MUMBAI: What on earth do condoms have to do with action movies? Plenty!
Condoms are used in large quantities while shooting action scenes showing the villain or the hero with blood oozing out of their "wounds" after being fired at. While canning such scenes, "blood" filled condoms are strapped around the bodies of the stuntmen with tiny crackers attached to them through invisible wires.
When the hero "fires" at the villain, the action director's assistants who follow the performers from the periphery press a remote control button. The crackers burst, the condoms tear and the "blood" comes spilling out.
The scene may last only a few seconds on the screen, but prior to shooting, the stuntmen have to rehearse it a number of times to ensure proper synchronisation between the firing of the gun and the pressing of the remote.
Most Bollywood action coordinators prefer imported condoms because they do not get accidentally ruptured when the individual being shot at has to jump, tumble or roll down as the situation demands.
According to Gurbachan Singh, who assisted much sought after action director Veeru Devgan in the 1980s-90s, villains carried switches in their pockets before the advent of remotes and manually worked these when fired at.

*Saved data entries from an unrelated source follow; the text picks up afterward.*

PR #360, opened 2019-10-23
Fix certcache to allow self-signed certs.

### LINKED ISSUE #352: Development mode requires a cert with an OCSP URL
Using the [instructions](https://github.com/WICG/webpackage/tree/master/go/signedexchange) to generate a self-signed cert, this doesn't work with `amppkg -development`:

```
2019/10/09 07:33:59 Updating OCSP; none cached yet.
2019/10/09 07:33:59 Updating OCSP; none cached yet.
2019/10/09 07:33:59 Error computing OCSP midpoint: Parsing OCSP: no response matching the supplied certificate
2019/10/09 07:33:59 Error computing OCSP midpoint: Parsing OCSP: no response matching the supplied certificate
2019/10/09 07:33:59 Error extracting OCSP server: Cert missing OCSPServer.
2019/10/09 07:33:59 Error parsing OCSP response: no response matching the supplied certificate
2019/10/09 07:33:59 OCSP failed health check.
```

We should fix `amppkg -development` not to require an OCSP URL, and in the meantime, document how to generate a self-signed cert with a fake AIA extension.

twifkak:
If the cert doesn't have an AIA extension with an OCSP responder URL,
then the cache will just include a fake (invalid) OCSP response in its
cert-chain+cbor. This is sufficient for displaying the SXG in Chrome
with --ignore-certificate-errors-spki-list.

Fixes #352.

### DIFF
--- a/packager/certcache/certcache.go
+++ b/packager/certcache/certcache.go
@@ -69,6 +69,10 @@ const maxOCSPTries = 10
 // TODO(banaag): make 2 days renewal grace period configurable in toml.
 const certRenewalInterval = 8 * 24 * time.Hour
 
+// Sentinel value used to communicate that a returned OCSP was fake, and the caller should not attempt to parse it.
+// No, I'm not proud.
+var fakeOCSP = []byte("fake ocsp response")
+
 type CertHandler interface {
 	GetLatestCert() *x509.Certificate
 	IsHealthy() error
@@ -90,6 +94,7 @@ type CertCache struct {
 	ocspFile     Updateable
 	ocspFilePath string
 	client       http.Client
+	developmentMode bool
 	// Domains to validate
 	Domains     []string
 	CertFile    string
@@ -114,7 +119,7 @@ type CertCache struct {
 // An alternative pattern would be to create an IsInitialized() bool or similarly named function that verifies all of the required fields have
 // been set. Then callers can just set fields in the struct by name and assert IsInitialized before doing anything with it.
 func New(certs []*x509.Certificate, certFetcher *certfetcher.CertFetcher, domains []string,
-	certFile string, newCertFile string, ocspCache string) *CertCache {
+	certFile string, newCertFile string, ocspCache string, developmentMode bool) *CertCache {
 	certName := ""
 	if len(certs) > 0 && certs[0] != nil {
 		certName = util.CertName(certs[0])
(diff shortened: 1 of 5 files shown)


twifkak:
Note to reviewer: Marking this as "draft" because I'd rather not add *another* merge conflict for you to deal with in #349, plus maybe you have a better suggestion than my sentinel value hack.

packager/certloader/certloader.go
```diff
@@ -41,7 +41,7 @@ func PopulateCertCache(config *util.Config, key crypto.PrivateKey, developmentMo
 			return nil, errors.Wrapf(err, "checking %s", config.CertFile)
 		}
 	}
-	certCache := certcache.New(certs, config.OCSPCache)
+	certCache := certcache.New(certs, config.OCSPCache, developmentMode)
```
banaag: I think you need to modify the certcache instantiation in gateway_server as well.

packager/certcache/certcache.go
```diff
@@ -51,6 +51,10 @@ const maxOCSPResponseBytes = 1024 * 1024
 // How often to check if OCSP stapling needs updating.
 const ocspCheckInterval = 1 * time.Hour
 
+// Sentinel value used to communicate that a returned OCSP was fake, and the caller should not attempt to parse it.
+// No, I'm not proud.
+var fakeOCSP = []byte("fake ocsp response")
```
shigeki: It is possible to create a valid OCSP response by using the private key of a self-signed cert such as gateway.go does. But it needs two certs to have the same private key.
https://github.com/ampproject/amppackager/blob/c9993b8ac4d17d1f05d3a1289956dadf3f9c370a/cmd/gateway_server/server.go#L148-L161

Or we can add an additional config to specify the issuer private key file to create a valid OCSP response.

twifkak: Thanks for the pointer; I didn't remember that gateway server did that. However, it seems that the gateway server doesn't fully exercise the certcache code, so it succeeds, whereas my attempt to adopt this fails, with "error validating fake response:  bad OCSP signature: x509: ECDSA verification failure". Can you take a look at https://play.golang.org/p/8owXw00LsRx and see if you can find the error in my code?

shigeki: The error can be resolved with the fix of  https://play.golang.org/p/CvVyUD-_tji . The private key needs to be the issuer key which corresponds to the self-signed cert key in this case.

twifkak: Ah, yes, that makes perfect sense. Thanks for the bug fix; I've updated this to generate a GOOD OCSP response as suggested.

"It was a clumsy affair, and most often, the desired effect could not be achieved. Therefore, audiences could detect how fake the scenes were," Singh said.

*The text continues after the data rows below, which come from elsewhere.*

PR #362, opened 2019-10-28
Add support for "PublicDir", PORT env var

ithinkihaveacat:
- if PublicDir specified, amppkg will look for flat files on filesystem in PublicDir directory
- use PORT env var for fallback port if not specified in config (needed for some hosts)


ithinkihaveacat:
Fixed the tests! @twifkak are you able to look at this, or let me know if you don't think these features are appropriate?

twifkak:
Thanks. I'm still catching up on reviews but this is on my backlog.

packager/signer/signer.go
```diff
@@ -138,13 +138,26 @@ func noRedirects(req *http.Request, via []*http.Request) error {
 	return http.ErrUseLastResponse
 }
 
-func New(certHandler certcache.CertHandler, key crypto.PrivateKey, urlSets []util.URLSet,
+func New(certHandler certcache.CertHandler, key crypto.PrivateKey, publicDir string, urlSets []util.URLSet,
 	rtvCache *rtv.RTVCache, shouldPackage func() error, overrideBaseURL *url.URL,
 	requireHeaders bool, forwardedRequestHeaders []string) (*Signer, error) {
+	var rt http.RoundTripper
```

He revealed that before condoms came on the scene, tiny balloons were used during action sequences.
"But the balloons used to breach at unlikely moments, calling for repeated re-takes. I do not know who introduced condoms for action scenes, but they have proved to be good substitutes for balloons," Singh said.
Mohan Baggad, who began his career as Devgan's assistant and later became an independent action director, said: "Though the technology now used in Bollywood is far improved from what it was a decade ago, make-shift devices innovated by action directors still come in handy while shooting fights and other thriller scenes.
"Computer graphics cannot replicate everything. Of course, the sequence of blood spilling out of an injured man can be projected through computer graphics, but the end result looks artificial.
"The use of condoms in such scenes is a tested practice. Here again, only an expert cinematographer and editor can make such scenes look real on the screen," Baggad said.
While taking part in action scenes, don't stuntmen get injured when the crackers burst on their bodies?
"Only small crackers are used and so nobody gets seriously injured. There may be little abrasions, but those are tolerable, or one can say, they are the hazards of the trade. And it is a minor hazards when compared against other hazards stuntmen face while shooting," Singh said.
"Yes, sometime accidents do occur. In such cases, apart from the producers, the association of the stuntmen bear the medical expenses," he added.